**What this task involves:**
Across the records below, count the lines that contain "audit" and write down only the count.
+ + + + +
PR #403, opened 2023-03-01
Read .env file in pcm_batch.py

### LINKED ISSUE #394: pcm_batch.py and audit.py should use GRQ IP already known on the Mozart box
### Checked for duplicates

Yes - I've already checked

### Alternatives considered

Yes - and alternatives don't suffice

### Related problems

_No response_

### Describe the feature request

Right now usage of pcm_batch.py requires the user to set the IP address of GRQ as env var. But this information is already available in ~/.sds/config so we should just use that.

audit.py requires similar info so we should apply the similar pattern there.

maseca:
Closes #394

### DIFF
--- a/tools/pcm_batch.py
+++ b/tools/pcm_batch.py
@@ -5,23 +5,21 @@ from __future__ import print_function
 import argparse
 import json
 import logging
-import os
 import sys
 import time
 from datetime import datetime, timedelta
+from pathlib import Path
 from types import SimpleNamespace
 
-from dotenv import dotenv_values
 from hysds_commons.elasticsearch_utils import ElasticsearchUtility
+
+from util.conf_util import SettingsConf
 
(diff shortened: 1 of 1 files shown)


philipjyoon:
Max, the main goal of this ticket was to resuse the GRQ_IP information that already exists on the Mozart machine  ~/.sds/config so that the user does not need to look for it every time and set it as an ENV var or in the .env file.

Also we want this same code logic implemented in audit.py

maseca:
> Phil Yoon
> [11:20 AM](https://jpl.slack.com/archives/D03E1E2C3ML/p1677784812360909)
> Looks great. I'm not on my machine and don't remember my git creds off of my head so can't formally approve
> [11:20](https://jpl.slack.com/archives/D03E1E2C3ML/p1677784821462789)
> but it looks good so consider this as the approval

PR #407, opened 2023-03-06
Disable Ancillary Overlap Check for DSWx-HLS

collinss-jpl:
This PR sets the `check_ancillary_inputs_coverage` flag to False in the template RunConfig for DSWx-HLS. This check is disabled while a bug is corrected in the SAS to fix the anti-meridian case with the global Landcover file.

The underlying SAS issue is being addressed here: https://github.com/nasa/PROTEUS/pull/43


chrisjrd (approved):
looks good. if you can, put a ticket number for the SAS issue or an expected date of resolution in in the comment. It makes for a more complete comment.
But it's up to you.
As is, it is good to merge.

PR #562, opened 2023-05-29
change "ブラジル(Portuguese-Brazil)" >> "Português do Brasil"

dabao1955:
I think it might be better? If you are very bothered by this PR, please let me know and I will terminate it.

@AkariOficial


tiann:
#564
+ + + + +
**Response:**
3